In the data below, find each line that contains the word "failing" and copy it.

*** Working data ***

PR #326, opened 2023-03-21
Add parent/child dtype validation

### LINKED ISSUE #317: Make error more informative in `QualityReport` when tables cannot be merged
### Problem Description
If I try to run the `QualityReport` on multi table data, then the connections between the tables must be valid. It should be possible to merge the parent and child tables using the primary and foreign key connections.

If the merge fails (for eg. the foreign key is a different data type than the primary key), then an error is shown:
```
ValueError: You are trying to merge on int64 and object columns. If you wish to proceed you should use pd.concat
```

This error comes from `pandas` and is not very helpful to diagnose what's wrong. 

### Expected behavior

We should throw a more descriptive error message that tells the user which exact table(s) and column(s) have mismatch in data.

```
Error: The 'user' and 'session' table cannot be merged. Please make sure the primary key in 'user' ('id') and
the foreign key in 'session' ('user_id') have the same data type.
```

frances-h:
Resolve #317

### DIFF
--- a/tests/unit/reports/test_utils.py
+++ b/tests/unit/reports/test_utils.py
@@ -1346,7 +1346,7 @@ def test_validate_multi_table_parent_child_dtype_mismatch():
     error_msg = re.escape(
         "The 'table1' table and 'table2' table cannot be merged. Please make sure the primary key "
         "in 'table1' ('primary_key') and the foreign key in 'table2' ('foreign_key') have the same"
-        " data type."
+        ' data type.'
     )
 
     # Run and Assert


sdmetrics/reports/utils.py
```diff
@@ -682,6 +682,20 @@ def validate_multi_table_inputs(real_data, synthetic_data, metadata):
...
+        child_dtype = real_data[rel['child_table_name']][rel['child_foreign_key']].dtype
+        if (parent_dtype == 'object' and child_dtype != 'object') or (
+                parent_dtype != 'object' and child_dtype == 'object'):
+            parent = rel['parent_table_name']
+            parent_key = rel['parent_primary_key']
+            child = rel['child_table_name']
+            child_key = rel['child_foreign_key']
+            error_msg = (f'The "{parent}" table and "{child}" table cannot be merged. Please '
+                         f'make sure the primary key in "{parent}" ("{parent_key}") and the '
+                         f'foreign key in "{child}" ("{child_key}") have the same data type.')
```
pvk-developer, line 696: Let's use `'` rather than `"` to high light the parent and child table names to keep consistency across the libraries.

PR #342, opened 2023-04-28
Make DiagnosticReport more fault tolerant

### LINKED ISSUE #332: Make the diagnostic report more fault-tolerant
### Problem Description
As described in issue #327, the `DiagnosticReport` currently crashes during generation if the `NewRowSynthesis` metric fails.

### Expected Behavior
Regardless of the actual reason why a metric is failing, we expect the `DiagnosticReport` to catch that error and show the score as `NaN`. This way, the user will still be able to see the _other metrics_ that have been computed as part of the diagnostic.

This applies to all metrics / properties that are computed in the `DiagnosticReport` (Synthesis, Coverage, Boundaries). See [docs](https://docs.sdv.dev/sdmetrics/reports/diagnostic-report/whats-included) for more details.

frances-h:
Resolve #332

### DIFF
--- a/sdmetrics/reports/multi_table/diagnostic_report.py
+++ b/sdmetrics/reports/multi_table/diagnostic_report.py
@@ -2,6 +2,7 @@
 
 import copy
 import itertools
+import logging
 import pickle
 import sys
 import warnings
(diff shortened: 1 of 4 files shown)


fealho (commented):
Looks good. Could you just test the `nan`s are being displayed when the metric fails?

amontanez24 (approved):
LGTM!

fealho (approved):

***
*** Working data ***

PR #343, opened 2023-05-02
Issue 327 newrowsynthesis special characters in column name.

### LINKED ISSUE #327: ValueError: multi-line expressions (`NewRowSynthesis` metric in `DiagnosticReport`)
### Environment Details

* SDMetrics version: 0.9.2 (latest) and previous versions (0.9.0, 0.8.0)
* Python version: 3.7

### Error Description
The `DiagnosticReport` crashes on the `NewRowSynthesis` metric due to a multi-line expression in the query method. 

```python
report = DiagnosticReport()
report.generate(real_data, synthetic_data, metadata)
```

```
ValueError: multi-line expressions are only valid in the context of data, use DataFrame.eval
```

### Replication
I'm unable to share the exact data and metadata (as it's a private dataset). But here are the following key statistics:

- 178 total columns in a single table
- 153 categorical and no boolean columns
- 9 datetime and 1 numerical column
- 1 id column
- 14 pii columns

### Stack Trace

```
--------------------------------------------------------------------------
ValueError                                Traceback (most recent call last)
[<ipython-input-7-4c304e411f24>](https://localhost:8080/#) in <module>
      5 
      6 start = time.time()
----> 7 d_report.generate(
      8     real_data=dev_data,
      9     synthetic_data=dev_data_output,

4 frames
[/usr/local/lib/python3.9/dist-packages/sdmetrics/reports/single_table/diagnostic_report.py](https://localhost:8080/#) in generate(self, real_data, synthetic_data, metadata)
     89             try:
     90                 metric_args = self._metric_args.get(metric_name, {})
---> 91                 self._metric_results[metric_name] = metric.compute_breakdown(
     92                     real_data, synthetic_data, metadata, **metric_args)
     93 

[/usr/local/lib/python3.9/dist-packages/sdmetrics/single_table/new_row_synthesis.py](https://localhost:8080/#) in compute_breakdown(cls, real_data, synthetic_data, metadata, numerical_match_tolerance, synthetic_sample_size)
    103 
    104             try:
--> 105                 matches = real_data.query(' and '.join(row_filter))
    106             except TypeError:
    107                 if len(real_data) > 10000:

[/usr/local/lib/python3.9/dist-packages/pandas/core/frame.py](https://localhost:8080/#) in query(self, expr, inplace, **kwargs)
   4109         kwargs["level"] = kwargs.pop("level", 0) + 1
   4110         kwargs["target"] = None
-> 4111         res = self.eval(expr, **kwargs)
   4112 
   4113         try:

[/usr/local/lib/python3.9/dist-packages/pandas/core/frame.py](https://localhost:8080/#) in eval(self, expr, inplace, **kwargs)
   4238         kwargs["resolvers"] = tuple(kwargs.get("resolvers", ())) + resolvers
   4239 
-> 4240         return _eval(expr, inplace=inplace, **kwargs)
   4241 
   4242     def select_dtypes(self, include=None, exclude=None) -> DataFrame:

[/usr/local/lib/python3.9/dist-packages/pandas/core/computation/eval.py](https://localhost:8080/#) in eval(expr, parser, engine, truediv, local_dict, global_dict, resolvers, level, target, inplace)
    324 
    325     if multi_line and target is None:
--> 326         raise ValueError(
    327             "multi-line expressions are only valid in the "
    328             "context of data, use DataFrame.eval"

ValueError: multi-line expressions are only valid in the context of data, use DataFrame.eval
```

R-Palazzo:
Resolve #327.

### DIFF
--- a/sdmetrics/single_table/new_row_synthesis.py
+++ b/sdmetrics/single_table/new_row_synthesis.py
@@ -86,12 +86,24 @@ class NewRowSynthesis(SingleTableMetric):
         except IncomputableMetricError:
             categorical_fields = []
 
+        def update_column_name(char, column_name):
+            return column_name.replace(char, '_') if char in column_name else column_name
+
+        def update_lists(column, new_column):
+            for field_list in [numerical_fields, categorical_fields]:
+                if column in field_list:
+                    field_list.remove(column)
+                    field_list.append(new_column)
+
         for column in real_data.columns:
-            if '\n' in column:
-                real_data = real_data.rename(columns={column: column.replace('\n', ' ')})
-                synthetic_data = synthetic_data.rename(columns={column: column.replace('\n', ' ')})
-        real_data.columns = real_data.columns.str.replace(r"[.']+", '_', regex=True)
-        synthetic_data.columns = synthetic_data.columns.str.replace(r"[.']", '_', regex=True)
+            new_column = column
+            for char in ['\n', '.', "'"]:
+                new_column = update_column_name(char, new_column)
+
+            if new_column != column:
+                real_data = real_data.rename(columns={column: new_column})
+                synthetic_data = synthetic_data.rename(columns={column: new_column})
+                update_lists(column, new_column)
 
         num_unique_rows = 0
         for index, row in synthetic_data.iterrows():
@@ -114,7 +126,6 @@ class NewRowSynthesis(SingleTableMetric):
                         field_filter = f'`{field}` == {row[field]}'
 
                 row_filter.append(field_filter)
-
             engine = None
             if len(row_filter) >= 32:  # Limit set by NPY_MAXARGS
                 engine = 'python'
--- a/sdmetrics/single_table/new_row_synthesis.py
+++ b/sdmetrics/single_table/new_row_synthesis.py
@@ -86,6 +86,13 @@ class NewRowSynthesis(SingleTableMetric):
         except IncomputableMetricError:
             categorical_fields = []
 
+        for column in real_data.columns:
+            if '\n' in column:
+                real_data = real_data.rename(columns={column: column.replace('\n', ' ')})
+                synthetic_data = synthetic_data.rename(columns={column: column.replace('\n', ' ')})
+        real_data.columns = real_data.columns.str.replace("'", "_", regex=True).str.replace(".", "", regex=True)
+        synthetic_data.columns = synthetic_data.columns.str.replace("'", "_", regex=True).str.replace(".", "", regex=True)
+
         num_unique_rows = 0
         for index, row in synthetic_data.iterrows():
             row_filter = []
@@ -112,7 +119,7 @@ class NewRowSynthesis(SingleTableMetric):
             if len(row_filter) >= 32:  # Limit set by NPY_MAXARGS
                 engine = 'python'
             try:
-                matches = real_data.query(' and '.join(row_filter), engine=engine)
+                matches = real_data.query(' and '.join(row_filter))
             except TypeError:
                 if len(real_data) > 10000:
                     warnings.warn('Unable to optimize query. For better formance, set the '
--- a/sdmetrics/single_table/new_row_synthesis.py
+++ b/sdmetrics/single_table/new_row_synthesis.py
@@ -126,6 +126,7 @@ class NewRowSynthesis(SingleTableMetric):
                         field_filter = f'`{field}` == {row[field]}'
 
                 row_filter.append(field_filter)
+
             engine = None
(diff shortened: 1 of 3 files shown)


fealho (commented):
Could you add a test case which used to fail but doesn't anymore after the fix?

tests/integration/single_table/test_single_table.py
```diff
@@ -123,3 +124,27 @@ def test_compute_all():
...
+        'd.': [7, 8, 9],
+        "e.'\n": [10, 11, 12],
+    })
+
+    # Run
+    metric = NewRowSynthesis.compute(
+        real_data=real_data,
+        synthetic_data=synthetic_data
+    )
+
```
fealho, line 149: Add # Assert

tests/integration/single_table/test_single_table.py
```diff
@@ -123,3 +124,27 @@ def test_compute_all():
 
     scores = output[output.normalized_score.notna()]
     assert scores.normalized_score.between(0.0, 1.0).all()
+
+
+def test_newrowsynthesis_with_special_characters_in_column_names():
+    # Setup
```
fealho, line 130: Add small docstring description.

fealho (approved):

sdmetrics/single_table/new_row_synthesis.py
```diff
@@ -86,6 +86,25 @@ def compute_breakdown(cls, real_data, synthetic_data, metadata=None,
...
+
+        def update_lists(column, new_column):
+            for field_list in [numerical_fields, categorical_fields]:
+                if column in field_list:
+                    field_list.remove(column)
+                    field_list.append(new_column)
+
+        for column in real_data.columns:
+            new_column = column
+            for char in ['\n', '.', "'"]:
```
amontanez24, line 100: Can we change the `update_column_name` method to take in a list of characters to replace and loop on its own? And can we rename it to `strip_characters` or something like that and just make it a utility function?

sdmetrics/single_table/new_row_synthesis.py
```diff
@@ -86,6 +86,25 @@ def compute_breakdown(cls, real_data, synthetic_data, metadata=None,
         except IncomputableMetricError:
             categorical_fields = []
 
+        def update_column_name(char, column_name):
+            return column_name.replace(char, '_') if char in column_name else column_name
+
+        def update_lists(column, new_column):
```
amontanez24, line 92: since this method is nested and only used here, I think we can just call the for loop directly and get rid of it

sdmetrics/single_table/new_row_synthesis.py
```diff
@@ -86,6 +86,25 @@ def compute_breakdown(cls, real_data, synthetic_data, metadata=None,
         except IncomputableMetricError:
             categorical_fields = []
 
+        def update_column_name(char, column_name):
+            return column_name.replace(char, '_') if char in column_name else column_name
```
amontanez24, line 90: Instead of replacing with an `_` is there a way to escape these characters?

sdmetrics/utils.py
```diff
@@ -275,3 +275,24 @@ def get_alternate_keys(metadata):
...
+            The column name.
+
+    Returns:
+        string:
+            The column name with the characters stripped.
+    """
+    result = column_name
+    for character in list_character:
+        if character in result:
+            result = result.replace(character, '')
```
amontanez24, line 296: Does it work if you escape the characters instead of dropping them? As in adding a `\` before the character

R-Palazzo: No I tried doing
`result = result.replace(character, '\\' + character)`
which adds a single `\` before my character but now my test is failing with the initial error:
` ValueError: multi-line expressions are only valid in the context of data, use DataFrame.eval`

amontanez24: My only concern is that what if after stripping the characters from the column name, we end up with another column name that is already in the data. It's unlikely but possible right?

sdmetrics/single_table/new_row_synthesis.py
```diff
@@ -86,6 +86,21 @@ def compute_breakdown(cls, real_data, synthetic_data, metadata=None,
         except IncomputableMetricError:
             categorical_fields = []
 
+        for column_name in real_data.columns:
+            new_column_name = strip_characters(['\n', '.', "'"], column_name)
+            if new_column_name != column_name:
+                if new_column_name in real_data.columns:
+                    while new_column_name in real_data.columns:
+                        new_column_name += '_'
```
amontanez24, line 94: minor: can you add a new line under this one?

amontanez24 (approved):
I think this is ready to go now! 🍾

***

- **Written answer**:
Regardless of the actual reason why a metric is failing, we expect the `DiagnosticReport` to catch that error and show the score as `NaN`. This way, the user will still be able to see the _other metrics_ that have been computed as part of the diagnostic.
which adds a single `\` before my character but now my test is failing with the initial error:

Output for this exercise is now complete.